■ HOW TO COMPLETE THIS TASK
In the records below, find each line with "upgrade" and copy it.
··· PROVIDED MATERIAL
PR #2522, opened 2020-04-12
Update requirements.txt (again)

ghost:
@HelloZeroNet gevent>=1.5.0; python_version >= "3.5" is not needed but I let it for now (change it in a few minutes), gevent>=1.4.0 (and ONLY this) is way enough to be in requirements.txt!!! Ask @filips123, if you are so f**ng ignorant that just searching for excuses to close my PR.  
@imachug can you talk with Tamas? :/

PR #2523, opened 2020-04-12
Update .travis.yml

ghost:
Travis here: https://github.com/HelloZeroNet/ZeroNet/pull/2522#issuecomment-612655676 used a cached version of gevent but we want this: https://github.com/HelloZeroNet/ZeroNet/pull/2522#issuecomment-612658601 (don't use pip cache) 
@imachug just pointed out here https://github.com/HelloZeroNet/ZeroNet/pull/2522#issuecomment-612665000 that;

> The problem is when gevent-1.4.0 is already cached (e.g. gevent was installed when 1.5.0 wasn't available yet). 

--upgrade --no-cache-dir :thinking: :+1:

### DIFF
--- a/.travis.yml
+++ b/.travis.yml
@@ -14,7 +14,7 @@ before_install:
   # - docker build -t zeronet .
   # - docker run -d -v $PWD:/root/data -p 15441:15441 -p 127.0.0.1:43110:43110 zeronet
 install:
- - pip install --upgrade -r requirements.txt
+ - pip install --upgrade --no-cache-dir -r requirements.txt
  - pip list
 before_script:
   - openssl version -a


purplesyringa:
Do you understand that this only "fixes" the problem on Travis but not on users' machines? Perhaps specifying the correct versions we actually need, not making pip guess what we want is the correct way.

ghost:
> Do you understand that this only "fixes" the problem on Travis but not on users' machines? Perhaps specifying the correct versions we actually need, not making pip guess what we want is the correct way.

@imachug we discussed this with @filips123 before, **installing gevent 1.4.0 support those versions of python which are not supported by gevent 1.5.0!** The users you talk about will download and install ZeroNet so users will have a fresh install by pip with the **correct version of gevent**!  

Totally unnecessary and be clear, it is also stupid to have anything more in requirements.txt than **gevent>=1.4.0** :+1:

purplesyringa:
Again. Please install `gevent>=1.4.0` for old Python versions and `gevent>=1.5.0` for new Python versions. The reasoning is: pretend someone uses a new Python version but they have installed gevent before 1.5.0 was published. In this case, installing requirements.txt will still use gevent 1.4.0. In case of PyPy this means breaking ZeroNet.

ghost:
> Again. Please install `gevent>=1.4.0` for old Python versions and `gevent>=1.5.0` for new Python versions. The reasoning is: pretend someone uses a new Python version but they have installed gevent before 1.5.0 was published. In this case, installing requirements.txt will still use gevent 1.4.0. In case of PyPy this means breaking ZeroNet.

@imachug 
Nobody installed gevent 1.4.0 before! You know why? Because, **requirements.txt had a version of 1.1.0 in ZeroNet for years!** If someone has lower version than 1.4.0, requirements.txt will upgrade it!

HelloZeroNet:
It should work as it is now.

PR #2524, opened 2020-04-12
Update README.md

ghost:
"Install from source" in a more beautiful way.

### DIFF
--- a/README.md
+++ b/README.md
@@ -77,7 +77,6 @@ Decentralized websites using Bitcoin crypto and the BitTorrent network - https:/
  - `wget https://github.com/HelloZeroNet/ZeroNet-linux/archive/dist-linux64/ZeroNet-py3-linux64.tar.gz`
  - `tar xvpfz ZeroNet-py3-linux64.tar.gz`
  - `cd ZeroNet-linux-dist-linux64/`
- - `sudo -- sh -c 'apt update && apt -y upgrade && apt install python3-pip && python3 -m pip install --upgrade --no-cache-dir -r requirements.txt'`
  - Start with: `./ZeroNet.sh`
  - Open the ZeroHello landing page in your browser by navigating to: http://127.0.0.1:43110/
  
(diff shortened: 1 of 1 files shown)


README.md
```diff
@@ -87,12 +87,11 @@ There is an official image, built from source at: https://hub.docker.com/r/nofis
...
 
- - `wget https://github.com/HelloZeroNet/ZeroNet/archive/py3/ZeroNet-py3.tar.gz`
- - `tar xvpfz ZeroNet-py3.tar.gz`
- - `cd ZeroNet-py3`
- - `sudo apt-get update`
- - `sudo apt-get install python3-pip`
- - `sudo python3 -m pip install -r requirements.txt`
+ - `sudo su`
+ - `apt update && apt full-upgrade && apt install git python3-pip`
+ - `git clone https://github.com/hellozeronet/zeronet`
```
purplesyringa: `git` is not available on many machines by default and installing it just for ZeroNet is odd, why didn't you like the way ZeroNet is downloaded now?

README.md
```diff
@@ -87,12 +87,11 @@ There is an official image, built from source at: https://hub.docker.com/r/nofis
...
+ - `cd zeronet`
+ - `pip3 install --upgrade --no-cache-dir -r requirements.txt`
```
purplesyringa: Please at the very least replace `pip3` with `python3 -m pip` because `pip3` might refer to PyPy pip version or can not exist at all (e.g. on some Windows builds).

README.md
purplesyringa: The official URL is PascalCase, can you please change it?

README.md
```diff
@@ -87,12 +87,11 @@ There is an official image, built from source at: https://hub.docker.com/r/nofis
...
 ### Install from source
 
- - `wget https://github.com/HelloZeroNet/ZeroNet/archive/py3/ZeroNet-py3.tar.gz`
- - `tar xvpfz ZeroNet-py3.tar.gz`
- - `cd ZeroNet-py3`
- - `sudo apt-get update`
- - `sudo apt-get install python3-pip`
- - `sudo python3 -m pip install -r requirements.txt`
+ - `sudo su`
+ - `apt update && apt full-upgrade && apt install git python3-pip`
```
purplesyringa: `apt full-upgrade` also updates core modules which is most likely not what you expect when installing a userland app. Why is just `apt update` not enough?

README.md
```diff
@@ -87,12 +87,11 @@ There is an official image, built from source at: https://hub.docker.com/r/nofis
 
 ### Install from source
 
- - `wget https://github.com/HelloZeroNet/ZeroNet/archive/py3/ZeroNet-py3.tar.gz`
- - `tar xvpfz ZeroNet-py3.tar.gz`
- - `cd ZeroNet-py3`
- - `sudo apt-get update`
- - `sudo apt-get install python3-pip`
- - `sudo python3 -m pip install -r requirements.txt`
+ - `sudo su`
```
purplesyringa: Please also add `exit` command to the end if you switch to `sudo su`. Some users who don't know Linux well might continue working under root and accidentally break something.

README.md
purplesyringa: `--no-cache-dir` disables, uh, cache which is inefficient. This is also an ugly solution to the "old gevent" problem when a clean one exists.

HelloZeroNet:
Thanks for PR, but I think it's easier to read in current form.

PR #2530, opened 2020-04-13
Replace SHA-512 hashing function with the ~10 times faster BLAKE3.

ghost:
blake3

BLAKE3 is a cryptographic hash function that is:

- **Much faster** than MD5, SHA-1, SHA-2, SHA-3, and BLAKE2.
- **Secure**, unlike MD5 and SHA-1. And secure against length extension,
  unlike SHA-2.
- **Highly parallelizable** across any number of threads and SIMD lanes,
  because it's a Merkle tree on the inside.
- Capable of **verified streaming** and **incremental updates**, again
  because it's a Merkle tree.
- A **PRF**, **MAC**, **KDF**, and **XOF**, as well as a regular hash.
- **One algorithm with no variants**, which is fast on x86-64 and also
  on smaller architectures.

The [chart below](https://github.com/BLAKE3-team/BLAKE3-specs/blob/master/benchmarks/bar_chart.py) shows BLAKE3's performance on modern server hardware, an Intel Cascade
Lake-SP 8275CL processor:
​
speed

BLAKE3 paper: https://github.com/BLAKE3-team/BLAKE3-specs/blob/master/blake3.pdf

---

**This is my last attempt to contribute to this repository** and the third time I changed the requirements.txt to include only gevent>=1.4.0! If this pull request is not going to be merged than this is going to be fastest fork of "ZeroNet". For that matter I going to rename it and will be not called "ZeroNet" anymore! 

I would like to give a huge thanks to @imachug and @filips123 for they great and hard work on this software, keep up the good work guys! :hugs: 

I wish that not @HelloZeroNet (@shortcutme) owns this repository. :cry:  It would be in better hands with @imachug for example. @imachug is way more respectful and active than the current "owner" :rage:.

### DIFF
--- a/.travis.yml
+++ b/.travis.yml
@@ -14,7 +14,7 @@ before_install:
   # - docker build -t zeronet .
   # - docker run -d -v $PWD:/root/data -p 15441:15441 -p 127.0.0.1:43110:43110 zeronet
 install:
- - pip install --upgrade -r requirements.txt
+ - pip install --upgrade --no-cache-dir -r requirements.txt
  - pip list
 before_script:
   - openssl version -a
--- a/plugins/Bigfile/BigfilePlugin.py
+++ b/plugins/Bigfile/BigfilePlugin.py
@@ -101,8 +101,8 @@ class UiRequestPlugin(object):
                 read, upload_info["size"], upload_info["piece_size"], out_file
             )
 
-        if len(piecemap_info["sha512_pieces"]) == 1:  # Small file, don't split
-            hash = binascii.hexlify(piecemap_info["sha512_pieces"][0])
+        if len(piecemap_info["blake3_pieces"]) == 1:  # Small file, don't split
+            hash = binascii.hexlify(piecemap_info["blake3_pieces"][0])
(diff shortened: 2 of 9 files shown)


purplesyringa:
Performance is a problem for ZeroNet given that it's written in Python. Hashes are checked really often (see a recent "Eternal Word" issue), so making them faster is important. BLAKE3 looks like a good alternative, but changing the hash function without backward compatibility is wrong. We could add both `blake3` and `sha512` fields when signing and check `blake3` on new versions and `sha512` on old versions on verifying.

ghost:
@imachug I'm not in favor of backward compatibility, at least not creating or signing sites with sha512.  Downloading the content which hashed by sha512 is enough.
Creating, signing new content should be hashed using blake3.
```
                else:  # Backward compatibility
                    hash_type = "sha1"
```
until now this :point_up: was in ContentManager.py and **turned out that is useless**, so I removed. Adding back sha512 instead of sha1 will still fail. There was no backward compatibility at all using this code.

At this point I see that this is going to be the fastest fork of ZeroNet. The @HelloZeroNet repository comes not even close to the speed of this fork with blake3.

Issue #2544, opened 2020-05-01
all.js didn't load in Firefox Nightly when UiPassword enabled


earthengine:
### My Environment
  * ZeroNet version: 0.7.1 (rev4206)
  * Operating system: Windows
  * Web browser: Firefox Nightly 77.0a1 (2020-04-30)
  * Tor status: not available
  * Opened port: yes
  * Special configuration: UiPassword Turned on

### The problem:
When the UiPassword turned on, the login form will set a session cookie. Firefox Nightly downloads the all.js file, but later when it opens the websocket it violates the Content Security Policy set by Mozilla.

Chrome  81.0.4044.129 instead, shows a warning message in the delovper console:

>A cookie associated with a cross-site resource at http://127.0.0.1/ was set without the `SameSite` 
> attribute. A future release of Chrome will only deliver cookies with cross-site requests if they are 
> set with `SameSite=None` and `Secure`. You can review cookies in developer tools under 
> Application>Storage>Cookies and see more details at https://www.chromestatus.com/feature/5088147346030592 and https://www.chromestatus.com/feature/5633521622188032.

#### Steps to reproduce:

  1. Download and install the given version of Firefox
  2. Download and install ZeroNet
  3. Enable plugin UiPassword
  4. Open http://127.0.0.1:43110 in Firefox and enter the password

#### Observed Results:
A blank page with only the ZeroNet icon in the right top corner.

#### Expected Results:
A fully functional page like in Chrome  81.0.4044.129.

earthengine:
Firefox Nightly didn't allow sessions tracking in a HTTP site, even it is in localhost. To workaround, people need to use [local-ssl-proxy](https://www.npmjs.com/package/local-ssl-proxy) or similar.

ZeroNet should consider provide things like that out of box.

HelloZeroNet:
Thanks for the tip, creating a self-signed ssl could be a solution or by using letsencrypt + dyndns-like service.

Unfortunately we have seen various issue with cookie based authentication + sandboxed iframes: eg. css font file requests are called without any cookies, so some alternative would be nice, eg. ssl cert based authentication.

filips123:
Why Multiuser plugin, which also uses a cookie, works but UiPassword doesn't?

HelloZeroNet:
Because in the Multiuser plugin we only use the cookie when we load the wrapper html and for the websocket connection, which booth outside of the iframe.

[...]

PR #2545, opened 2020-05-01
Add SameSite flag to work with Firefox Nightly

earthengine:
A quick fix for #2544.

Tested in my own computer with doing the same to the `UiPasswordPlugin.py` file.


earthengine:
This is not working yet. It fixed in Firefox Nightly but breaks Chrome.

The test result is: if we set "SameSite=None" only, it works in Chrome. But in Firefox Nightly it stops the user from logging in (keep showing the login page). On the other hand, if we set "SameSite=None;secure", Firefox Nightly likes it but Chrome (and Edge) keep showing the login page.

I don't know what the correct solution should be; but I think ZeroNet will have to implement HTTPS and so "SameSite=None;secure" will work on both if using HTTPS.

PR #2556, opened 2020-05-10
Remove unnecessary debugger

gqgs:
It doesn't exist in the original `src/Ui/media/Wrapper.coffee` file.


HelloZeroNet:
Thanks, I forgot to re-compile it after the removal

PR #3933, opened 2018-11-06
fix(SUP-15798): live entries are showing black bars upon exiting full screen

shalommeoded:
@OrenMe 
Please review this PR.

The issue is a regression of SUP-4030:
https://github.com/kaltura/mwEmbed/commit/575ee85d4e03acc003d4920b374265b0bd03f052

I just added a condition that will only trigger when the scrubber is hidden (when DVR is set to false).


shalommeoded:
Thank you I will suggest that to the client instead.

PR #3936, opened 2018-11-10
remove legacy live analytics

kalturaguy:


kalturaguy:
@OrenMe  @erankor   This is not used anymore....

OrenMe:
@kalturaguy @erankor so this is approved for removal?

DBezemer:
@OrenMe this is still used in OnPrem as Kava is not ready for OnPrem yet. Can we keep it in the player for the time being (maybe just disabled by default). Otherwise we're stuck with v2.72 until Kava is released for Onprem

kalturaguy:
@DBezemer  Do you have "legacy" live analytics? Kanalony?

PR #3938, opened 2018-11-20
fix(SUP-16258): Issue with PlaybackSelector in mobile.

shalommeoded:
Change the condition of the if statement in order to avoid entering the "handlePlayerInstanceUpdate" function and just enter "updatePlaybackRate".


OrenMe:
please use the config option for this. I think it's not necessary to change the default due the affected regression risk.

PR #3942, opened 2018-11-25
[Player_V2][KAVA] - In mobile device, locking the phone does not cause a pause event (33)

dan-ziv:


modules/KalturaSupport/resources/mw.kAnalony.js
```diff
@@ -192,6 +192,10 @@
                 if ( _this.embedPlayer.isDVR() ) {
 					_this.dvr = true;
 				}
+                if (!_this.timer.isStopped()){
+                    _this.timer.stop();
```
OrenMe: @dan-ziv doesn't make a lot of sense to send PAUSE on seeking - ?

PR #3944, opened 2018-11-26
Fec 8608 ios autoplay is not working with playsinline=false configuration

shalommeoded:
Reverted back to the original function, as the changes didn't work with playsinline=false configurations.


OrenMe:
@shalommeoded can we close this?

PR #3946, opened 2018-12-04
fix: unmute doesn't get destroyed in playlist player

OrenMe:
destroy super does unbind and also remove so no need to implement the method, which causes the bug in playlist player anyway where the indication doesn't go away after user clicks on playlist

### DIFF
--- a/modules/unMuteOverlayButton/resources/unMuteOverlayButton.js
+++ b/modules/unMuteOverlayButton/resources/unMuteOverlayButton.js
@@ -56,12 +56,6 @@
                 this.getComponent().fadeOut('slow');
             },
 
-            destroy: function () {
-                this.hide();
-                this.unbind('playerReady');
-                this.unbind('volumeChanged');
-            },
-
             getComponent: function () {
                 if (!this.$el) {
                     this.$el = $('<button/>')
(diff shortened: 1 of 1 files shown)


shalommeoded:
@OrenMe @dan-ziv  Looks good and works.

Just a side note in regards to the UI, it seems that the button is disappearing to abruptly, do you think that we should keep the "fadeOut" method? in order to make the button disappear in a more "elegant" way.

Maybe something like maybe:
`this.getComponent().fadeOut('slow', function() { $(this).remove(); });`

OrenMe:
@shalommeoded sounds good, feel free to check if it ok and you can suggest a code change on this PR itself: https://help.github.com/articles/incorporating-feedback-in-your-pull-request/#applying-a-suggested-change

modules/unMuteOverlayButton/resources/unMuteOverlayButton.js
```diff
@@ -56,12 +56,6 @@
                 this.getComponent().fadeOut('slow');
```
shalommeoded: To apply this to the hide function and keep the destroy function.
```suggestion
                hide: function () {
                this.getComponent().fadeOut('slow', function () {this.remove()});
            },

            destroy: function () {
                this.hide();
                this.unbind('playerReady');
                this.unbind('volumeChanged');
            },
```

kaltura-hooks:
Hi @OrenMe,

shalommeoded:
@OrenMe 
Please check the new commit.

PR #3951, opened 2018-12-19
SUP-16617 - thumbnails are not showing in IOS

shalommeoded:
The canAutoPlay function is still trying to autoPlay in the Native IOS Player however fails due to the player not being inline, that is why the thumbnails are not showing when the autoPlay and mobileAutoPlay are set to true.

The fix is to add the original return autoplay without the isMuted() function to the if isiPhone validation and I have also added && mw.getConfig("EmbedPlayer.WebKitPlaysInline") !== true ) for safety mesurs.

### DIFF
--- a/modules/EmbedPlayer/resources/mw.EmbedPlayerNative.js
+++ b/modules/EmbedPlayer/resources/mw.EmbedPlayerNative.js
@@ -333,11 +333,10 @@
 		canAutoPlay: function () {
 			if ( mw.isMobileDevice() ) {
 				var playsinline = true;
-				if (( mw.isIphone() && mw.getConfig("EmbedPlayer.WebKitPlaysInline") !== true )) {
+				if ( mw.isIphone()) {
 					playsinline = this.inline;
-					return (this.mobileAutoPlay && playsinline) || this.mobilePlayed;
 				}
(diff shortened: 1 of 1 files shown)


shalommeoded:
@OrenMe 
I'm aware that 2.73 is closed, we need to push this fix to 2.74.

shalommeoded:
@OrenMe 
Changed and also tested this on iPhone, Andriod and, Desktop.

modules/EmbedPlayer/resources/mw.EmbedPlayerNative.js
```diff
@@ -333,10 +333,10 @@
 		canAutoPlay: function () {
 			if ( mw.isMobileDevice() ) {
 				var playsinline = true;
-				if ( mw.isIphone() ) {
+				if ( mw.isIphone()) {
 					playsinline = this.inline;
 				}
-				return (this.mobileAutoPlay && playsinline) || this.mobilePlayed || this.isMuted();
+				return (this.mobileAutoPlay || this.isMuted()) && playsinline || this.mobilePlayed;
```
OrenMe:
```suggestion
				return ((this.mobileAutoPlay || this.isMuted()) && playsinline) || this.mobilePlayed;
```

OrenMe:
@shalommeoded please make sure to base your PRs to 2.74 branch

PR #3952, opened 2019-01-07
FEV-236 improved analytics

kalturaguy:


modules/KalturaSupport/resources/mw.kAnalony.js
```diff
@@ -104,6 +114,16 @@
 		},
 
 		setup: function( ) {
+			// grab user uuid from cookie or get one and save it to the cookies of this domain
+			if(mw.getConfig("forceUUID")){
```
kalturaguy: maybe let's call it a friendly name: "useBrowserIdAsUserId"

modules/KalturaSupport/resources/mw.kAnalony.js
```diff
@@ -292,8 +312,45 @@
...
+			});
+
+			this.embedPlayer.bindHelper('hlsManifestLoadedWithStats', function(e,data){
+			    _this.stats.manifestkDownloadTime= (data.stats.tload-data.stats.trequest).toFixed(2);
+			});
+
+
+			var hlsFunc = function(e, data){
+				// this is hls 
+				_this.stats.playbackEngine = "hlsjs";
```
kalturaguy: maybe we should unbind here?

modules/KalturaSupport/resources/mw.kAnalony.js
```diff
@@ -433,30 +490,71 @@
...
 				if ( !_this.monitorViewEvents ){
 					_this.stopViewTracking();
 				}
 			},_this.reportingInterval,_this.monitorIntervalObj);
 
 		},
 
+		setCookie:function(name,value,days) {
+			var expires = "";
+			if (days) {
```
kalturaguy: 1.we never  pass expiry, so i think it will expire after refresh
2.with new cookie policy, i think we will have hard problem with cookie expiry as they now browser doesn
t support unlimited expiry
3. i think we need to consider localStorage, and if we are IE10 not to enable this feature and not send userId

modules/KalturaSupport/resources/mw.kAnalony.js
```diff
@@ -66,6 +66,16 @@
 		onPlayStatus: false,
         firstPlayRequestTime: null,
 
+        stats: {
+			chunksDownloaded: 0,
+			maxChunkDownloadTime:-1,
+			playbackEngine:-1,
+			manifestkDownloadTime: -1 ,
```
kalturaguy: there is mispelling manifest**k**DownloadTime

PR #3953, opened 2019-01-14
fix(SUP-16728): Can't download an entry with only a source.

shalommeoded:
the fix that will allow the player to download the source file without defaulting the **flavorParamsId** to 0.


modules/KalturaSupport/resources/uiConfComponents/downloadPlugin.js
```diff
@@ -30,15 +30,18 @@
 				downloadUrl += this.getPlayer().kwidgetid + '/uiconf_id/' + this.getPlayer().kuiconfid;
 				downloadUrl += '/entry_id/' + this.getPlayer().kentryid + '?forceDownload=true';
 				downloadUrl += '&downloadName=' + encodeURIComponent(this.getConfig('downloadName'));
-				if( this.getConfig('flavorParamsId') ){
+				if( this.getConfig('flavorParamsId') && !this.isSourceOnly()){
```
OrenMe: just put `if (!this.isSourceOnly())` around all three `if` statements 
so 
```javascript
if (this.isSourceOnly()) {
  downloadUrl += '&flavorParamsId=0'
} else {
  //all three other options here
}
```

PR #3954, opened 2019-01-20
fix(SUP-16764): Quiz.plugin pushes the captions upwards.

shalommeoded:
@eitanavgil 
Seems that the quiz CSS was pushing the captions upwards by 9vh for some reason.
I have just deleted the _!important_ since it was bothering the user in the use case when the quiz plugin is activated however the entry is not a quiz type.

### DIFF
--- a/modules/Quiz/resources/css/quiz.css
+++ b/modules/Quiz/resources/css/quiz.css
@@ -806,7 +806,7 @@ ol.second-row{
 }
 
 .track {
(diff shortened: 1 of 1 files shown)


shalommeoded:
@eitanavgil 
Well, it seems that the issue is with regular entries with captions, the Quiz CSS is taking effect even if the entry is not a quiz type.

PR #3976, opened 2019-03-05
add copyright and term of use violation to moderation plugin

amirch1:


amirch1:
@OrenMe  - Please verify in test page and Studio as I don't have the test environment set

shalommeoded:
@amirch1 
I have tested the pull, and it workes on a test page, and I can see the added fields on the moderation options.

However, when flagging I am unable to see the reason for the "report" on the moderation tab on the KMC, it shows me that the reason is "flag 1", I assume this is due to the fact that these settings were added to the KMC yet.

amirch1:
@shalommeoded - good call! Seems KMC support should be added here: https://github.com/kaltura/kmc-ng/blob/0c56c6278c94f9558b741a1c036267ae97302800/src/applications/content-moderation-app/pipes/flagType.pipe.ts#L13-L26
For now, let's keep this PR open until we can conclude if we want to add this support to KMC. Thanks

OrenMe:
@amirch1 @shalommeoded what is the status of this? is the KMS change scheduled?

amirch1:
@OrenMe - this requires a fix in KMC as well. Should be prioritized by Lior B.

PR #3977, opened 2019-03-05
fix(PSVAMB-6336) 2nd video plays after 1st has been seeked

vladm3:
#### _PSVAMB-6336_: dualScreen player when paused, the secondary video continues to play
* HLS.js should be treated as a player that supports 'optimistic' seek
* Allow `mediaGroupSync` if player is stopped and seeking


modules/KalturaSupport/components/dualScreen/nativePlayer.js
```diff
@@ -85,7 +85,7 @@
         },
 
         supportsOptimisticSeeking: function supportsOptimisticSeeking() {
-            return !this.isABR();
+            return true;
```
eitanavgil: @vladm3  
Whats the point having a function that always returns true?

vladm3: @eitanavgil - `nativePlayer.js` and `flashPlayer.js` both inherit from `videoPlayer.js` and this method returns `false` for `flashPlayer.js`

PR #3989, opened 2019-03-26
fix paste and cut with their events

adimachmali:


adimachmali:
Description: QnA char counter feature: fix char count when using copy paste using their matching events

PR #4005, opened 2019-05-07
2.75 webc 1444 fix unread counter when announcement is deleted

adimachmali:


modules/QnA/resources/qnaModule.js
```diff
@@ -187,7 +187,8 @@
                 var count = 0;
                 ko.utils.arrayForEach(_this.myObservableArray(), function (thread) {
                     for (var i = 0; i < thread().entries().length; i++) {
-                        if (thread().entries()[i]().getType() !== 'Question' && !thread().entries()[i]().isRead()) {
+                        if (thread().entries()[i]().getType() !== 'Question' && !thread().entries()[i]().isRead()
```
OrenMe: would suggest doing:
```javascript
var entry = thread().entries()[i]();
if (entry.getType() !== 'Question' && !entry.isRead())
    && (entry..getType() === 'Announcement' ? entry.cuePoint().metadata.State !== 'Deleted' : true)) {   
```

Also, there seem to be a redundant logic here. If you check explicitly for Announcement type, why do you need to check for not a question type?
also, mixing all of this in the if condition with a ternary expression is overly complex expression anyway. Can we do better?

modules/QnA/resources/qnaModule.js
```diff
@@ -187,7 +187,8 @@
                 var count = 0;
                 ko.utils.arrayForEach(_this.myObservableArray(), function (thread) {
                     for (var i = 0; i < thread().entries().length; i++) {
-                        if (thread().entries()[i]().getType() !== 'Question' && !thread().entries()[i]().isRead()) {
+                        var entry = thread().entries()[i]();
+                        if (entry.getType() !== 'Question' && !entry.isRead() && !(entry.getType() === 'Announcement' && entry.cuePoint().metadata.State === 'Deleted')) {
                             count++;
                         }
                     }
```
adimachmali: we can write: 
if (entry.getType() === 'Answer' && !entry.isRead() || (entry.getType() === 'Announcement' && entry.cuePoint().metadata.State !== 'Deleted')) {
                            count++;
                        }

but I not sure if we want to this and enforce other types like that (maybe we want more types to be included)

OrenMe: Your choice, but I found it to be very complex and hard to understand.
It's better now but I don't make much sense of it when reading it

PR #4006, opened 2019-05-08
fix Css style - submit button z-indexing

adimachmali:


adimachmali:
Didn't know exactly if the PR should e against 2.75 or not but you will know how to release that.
······
■ COMPLETED TASK
--upgrade --no-cache-dir :thinking: :+1:
- - pip install --upgrade -r requirements.txt
+ - pip install --upgrade --no-cache-dir -r requirements.txt
Nobody installed gevent 1.4.0 before! You know why? Because, **requirements.txt had a version of 1.1.0 in ZeroNet for years!** If someone has lower version than 1.4.0, requirements.txt will upgrade it!
- - `sudo -- sh -c 'apt update && apt -y upgrade && apt install python3-pip && python3 -m pip install --upgrade --no-cache-dir -r requirements.txt'`
+ - `apt update && apt full-upgrade && apt install git python3-pip`
+ - `pip3 install --upgrade --no-cache-dir -r requirements.txt`
+ - `apt update && apt full-upgrade && apt install git python3-pip`
purplesyringa: `apt full-upgrade` also updates core modules which is most likely not what you expect when installing a userland app. Why is just `apt update` not enough?
- - pip install --upgrade -r requirements.txt
+ - pip install --upgrade --no-cache-dir -r requirements.txt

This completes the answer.